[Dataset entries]
Segment Open

PR #187, opened 2019-06-07
Always keep a hash with a path

hermanventer:
## Description

Embedded paths are looked up in the environment often enough for hashing to be significant. Overall the memory for computation trade-off seems like a wash or even slightly negative, but the trade-off does solve some time-out issues when running MIRAI on MIRAI, so overall it is a win.

## Type of change

- [x] Code improvement

## How Has This Been Tested?
cargo test; ./validate.sh

### DIFF
--- a/checker/src/path.rs
+++ b/checker/src/path.rs
@@ -22,40 +22,29 @@ use std::rc::Rc;
 /// recomputing it. The caching has a cost, so only use this in cases where it is highly likely
 /// that the path will be hashed more than once.
 #[derive(Serialize, Deserialize, Clone, Debug, Eq, Ord, PartialOrd)]
-pub struct PathWithHash {
-    pub path: Rc<Path>,
+pub struct Path {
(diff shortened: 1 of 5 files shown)


checker/src/path.rs
```diff
@@ -65,7 +54,7 @@ impl From<Rc<Path>> for PathWithHash {
 /// When the actual expression is evaluated at runtime it will resolve to a particular memory
 /// location. During analysis it is used to keep track of state changes.
 #[derive(Serialize, Deserialize, Clone, Debug, Eq, PartialEq, Hash, Ord, PartialOrd)]
-pub enum Path {
+pub enum PathEnum {
```
zlandau: nit: Kinda meh about the name PathEnum. PathVariant, PathKind? PathAccess? I guess it's all meh :)

hermanventer: Call an enum an enum.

Segment Closed

§ **Action item**
Please return exactly the lines from the opening line of the data above through the line with "## Description", both included and nothing else.

§ **Solution to the exercise**
PR #187, opened 2019-06-07
Always keep a hash with a path

hermanventer:
## Description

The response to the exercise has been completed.